- Born: 10 January 1977 (age 49) Cardiff, Wales
- Occupation: Television presenter
- Known for: Presenting CBeebies (2009–2016)

= Alex Winters =

Welsh television presenter (born 1977)

Alex Winters (born 10 January 1977, Cardiff, Wales) is a Welsh children's television presenter and actor.

Winters studied Drama and Theatre Studies with Psychology in Liverpool before he worked on a range of theatre projects and as a supporting artist in the locally filmed programmes Torchwood and Doctor Who.

Winters was named as one of two new continuity presenters for Discover and Do and The Bedtime Hour on the BBC children's channel CBeebies, alongside Cerrie Burnell. His first presentation links were broadcast on 26 January 2009. Winters left presenting CBeebies in 2016.

Winters was one of eight celebrities chosen to participate in an intense week learning Welsh in an eco-friendly chic campsite in Pembrokeshire, in the series cariad@iaith:love4language shown on S4C in May 2012.

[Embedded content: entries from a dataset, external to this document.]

PR #965, opened 2025-04-23
patch automatic publish PyPI

mgovers:
Very unfortunate patch to #944 

This seems to be caused by the fact that GitHub explicitly excludes releases created by GitHub Actions workflows from triggering `on: release` events. See also https://github.com/orgs/community/discussions/25281

NOTE: this is probably not a sustainable solution.


.github/workflows/ci.yml
```diff
@@ -61,3 +61,45 @@ jobs:
 
     steps:
       - run: echo "ci passed"
+
+  publish:
+    name: Publish to PyPI
+    runs-on: ubuntu-latest
+    needs: build-test-release
```
figueroa1395, line 68:
```suggestion
    needs: ci-passed
```

figueroa1395 (commented):
So basically, the original failed because `on-release` isn't actually `on-release` if called from an another workflow? Hence making it part of the "main" workflow fixes it? That unless we want to go with the official way to fix this (which we shouldn't) which is to [use personal tokens to access](https://github.com/orgs/community/discussions/25281#discussioncomment-3247262)? Doesn't make any sense to be honest, and worse that it isn't documented beyond threads were people complain... Besides the small suggestion, I am on board with this.

.github/workflows/ci.yml
mgovers: i had this officially, but then i realized that the original version depended on ONLY the `Create GitHub Release` job, which is part of the `build-test-release` workflow. Fine with changing, but it would change behavior

figueroa1395: I'm on board with this chance since we are already in this workflow.

mgovers:
Added do-not-merge label as input is desired

mgovers:
> @mgovers is this the only way? Can we still put the upload-pypi in a separate workflow. And in the CI-passed job of the main workflow, we trigger the other workflow by some means.

That would indeed be the alternative i mentioned in the offline thread. The way to do that would be to add a `repository_dispatch` trigger in the `publish-pypi.yml` combined with adding something like this to the `build-test-release.yml`

```yml
      - name: Trigger PyPI publish event
        if: (inputs.create_release)
        run: |
          gh api \
            --method POST \
            -H "Accept: application/vnd.github+json" \
            -H "X-GitHub-Api-Version: 2022-11-28" \
            /repos/PowerGridModel/power-grid-model/dispatches \
            -f "event_type=pypi-publish" -F "client_payload[unit]=false" -F "client_payload[integration]=true"
```

However, again, we cannot test this unless we do a 2-stage merge so that the `repository_dispatch` trigger is in `main`

TonyXiang8787:
> > @mgovers is this the only way? Can we still put the upload-pypi in a separate workflow. And in the CI-passed job of the main workflow, we trigger the other workflow by some means.
> 
> That would indeed be the alternative i mentioned in the offline thread. The way to do that would be to add a `repository_dispatch` trigger in the `publish-pypi.yml` combined with adding something like this to the `build-test-release.yml`
>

After leaving CBeebies, Winters went on to found Gung-Ho!, an inflatable obstacle race company.

In 2016, Alex was interviewed by Mormon Stories Podcast about his upbringing and his journey away from Mormonism.

In 2021, he was the floor manager of Series 5 of CBeebies programme Justin's House.

In 2022, he starting working in international sport presentation.